### Problem to solve:
Below are several entries. Transcribe exactly those lines that fall from the one with "end of link" through the one with "WITHIN RADIO WIDGETS", end lines included.
:::::
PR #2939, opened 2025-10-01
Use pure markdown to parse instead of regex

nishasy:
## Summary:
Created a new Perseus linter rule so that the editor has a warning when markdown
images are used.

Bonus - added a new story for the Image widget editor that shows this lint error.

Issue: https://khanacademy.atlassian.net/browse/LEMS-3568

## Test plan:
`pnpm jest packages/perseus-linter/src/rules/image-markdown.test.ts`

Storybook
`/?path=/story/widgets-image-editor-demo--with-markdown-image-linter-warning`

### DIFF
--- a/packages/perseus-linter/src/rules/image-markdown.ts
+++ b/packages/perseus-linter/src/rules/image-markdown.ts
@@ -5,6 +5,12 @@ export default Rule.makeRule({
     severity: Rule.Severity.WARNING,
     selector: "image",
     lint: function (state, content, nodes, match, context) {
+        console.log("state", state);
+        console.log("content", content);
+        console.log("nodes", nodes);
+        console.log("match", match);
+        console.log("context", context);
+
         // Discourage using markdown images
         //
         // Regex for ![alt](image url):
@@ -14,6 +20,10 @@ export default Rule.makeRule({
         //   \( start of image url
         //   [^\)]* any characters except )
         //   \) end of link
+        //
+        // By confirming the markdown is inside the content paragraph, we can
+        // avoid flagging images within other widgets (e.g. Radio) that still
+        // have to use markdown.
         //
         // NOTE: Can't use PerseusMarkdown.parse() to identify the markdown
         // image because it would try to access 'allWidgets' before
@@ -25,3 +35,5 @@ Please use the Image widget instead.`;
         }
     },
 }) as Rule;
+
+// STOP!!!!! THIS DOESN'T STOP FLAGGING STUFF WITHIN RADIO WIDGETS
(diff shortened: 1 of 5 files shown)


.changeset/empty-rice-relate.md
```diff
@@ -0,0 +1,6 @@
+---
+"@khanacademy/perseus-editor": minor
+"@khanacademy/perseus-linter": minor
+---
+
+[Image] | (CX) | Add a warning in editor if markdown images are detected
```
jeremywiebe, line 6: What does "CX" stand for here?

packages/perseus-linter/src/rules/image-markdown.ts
:::::
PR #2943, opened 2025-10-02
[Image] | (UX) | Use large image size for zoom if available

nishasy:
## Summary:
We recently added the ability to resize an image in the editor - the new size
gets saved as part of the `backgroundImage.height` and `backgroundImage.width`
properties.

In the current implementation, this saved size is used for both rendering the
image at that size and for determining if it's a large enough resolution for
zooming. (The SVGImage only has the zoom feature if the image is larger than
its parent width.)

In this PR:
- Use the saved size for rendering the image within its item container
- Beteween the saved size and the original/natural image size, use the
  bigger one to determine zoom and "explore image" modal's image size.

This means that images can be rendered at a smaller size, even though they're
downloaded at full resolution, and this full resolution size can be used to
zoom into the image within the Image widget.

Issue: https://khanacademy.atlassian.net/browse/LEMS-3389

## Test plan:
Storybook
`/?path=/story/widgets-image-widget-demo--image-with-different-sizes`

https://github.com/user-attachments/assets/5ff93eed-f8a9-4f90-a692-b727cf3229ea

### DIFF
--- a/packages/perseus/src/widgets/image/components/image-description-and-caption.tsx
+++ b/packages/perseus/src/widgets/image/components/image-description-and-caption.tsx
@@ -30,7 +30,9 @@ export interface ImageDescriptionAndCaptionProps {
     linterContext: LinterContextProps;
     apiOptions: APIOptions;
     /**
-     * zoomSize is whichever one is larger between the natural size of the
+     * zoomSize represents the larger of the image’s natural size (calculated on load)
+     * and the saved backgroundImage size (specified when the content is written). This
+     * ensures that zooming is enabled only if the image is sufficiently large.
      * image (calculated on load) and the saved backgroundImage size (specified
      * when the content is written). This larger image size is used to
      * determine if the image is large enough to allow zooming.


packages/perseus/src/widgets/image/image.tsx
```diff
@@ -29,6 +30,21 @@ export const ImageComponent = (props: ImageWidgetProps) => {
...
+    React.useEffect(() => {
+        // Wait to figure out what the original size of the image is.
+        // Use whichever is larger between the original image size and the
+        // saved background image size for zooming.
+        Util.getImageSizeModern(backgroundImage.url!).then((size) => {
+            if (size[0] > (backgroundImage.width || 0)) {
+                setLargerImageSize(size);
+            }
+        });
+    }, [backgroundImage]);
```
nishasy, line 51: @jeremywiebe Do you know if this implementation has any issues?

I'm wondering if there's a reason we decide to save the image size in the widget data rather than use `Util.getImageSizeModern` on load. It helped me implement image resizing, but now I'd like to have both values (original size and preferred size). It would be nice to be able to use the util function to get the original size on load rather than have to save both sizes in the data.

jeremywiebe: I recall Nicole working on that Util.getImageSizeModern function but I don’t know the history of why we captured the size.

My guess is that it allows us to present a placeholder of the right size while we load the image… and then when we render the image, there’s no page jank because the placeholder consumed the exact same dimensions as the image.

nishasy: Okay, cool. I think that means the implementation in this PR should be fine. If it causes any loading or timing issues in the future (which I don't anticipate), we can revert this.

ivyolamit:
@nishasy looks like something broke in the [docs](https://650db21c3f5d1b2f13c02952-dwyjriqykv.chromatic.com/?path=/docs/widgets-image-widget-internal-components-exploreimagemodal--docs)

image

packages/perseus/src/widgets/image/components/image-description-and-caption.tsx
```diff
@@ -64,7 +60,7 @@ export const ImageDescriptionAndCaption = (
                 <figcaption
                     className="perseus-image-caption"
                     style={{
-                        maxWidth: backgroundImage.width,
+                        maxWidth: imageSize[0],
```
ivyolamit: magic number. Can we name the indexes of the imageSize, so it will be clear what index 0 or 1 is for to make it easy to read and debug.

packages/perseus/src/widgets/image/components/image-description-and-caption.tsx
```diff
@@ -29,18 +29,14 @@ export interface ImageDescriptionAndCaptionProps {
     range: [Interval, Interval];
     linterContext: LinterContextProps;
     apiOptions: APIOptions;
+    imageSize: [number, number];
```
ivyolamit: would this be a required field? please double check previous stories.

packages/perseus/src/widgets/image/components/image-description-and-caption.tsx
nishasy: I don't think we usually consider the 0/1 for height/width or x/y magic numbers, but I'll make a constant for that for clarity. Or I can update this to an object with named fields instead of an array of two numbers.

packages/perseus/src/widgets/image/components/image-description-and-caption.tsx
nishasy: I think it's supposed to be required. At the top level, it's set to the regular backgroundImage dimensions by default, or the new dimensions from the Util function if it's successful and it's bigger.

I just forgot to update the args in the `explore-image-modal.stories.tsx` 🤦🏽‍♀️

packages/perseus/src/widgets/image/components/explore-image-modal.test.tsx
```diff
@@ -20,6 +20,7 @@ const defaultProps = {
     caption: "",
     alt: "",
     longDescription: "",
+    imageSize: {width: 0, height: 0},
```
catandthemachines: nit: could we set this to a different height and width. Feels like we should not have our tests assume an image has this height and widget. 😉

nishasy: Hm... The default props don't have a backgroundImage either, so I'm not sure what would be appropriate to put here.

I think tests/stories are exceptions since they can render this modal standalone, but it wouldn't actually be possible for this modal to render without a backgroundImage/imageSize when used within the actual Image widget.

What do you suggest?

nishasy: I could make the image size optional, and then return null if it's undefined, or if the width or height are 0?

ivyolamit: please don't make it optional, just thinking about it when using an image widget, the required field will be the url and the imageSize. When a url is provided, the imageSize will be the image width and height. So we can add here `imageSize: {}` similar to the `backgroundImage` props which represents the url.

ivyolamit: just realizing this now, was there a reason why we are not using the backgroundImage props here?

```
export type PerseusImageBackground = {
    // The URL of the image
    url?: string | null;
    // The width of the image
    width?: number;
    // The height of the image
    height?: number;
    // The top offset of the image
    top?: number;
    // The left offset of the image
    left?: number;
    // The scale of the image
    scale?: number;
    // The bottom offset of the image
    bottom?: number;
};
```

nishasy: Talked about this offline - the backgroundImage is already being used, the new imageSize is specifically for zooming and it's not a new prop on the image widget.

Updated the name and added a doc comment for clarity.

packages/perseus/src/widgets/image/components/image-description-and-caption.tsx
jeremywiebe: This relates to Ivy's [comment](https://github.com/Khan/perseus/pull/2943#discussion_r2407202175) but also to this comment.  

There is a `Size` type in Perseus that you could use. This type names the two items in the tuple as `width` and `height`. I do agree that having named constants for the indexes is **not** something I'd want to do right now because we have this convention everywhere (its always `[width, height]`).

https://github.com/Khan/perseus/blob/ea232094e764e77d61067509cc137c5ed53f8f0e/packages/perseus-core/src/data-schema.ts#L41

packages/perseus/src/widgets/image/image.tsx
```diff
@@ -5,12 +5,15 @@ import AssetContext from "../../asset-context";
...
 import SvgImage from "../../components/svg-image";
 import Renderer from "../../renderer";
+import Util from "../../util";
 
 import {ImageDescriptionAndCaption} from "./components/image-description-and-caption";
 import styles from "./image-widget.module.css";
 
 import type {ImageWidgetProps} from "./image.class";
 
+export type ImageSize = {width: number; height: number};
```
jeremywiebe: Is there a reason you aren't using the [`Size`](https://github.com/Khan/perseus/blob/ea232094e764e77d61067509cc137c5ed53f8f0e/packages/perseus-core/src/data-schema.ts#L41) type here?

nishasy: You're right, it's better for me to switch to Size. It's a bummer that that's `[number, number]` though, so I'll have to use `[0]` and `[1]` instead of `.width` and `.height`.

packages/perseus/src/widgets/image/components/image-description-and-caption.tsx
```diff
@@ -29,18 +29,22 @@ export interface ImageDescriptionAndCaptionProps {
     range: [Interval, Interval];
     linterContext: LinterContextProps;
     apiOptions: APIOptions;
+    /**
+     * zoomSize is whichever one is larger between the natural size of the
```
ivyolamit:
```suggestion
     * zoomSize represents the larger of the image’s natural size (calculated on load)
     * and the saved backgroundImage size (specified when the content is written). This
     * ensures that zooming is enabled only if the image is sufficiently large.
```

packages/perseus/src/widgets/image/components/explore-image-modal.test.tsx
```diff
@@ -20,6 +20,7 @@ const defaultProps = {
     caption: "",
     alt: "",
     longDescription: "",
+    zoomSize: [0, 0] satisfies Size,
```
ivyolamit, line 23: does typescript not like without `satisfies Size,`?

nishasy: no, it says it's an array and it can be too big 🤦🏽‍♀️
:::::
### Exercise result:
         //   \) end of link
+        //
+        // By confirming the markdown is inside the content paragraph, we can
+        // avoid flagging images within other widgets (e.g. Radio) that still
+        // have to use markdown.
         //
         // NOTE: Can't use PerseusMarkdown.parse() to identify the markdown
         // image because it would try to access 'allWidgets' before
@@ -25,3 +35,5 @@ Please use the Image widget instead.`;
         }
     },
 }) as Rule;
+
+// STOP!!!!! THIS DOESN'T STOP FLAGGING STUFF WITHIN RADIO WIDGETS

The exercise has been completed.